_TASK_:
All records are to be printed again exactly as they appear.

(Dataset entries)
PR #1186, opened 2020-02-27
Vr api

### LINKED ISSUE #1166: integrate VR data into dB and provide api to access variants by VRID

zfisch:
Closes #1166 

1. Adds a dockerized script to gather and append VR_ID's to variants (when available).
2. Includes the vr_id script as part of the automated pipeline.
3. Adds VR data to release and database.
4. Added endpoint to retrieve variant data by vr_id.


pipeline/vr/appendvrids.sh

_ANSWER SECTION_:
PR #1186, opened 2020-02-27
Vr api

### LINKED ISSUE #1166: integrate VR data into dB and provide api to access variants by VRID

zfisch:
Closes #1166 

1. Adds a dockerized script to gather and append VR_ID's to variants (when available).
2. Includes the vr_id script as part of the automated pipeline.
3. Adds VR data to release and database.
4. Added endpoint to retrieve variant data by vr_id.


pipeline/vr/appendvrids.sh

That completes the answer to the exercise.